Each iteration of the inner loop performs one full model forward pass. Without KV caching, the cost is \( O(n \cdot L \cdot d_{\text{model}}^{\,2}) \) where \( n \) is the current sequence length. With KV caching (see KV Cache), this drops to \( O(L \cdot d_{\text{model}}^{\,2}) \) per token.

6. Repetition Penalty¶

Repetition penalty discourages the model from producing the same tokens repeatedly. ZigLlama implements the method from Keskar et al. (2019)¹:

Repetition Penalty

For each token \( v \) that appears in the recent history window (last 64 tokens by default), the logit is modified as:

\[ z'_v = \begin{cases} z_v \;/\; \rho & \text{if } z_v > 0 \\ z_v \times \rho & \text{if } z_v \le 0 \end{cases} \]

where \( \rho \ge 1 \) is the repetition penalty factor.

The asymmetric treatment ensures that positive logits are reduced (making the token less likely) while negative logits are pushed further negative (also making the token less likely). Setting \( \rho = 1.0 \) disables the penalty entirely.

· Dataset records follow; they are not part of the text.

PR #708, opened 2018-11-27
Fix getAndRemoveConfig regex

bashkirtsevich:
Update getAndRemoveConfig regular expression for prevent cases, when header has name like `# foo::bar::baz`. 
We use docsify for perl, our regular case: `### Some::Module`, and without fixed regex we have header like `### Some:`.

Compatible with FireFox.

### DIFF
--- a/src/core/render/compiler.js
+++ b/src/core/render/compiler.js
@@ -19,7 +19,7 @@ export function getAndRemoveConfig(str = '') {
     str = str
       .replace(/^'/, '')
       .replace(/'$/, '')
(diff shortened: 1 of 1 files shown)


sylwekb:
It is not clear what you have changed in the PR. AFAIU regexp now works only if there is some whitespace before `:` (colon)?. It fixes my issue then, thanks 👍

fn applyRepetitionPenalty(self: *TextGenerator, logits: []f32, tokens: []const TokenId) !void {
    if (self.config.repetition_penalty == 1.0) return;

    const history_window = @min(tokens.len, 64);
    const recent_tokens = if (tokens.len > history_window)
        tokens[tokens.len - history_window ..]
    else
        tokens;

    for (recent_tokens) |token| {
        if (token < logits.len) {
            if (logits[token] > 0) {
                logits[token] /= self.config.repetition_penalty;
            } else {
                logits[token] *= self.config.repetition_penalty;
            }
        }
    }
}

Choosing the Penalty Factor

\( \rho = 1.0 \): No penalty (good for short, factual answers).
\( \rho = 1.05\text{--}1.15 \): Light penalty (recommended for most tasks).
\( \rho > 1.3 \): Aggressive penalty (may cause incoherent output as the model is forced away from natural continuations).

7. GenerationResult¶

The generate method returns a GenerationResult struct that bundles the output with metadata for logging, evaluation, and downstream processing.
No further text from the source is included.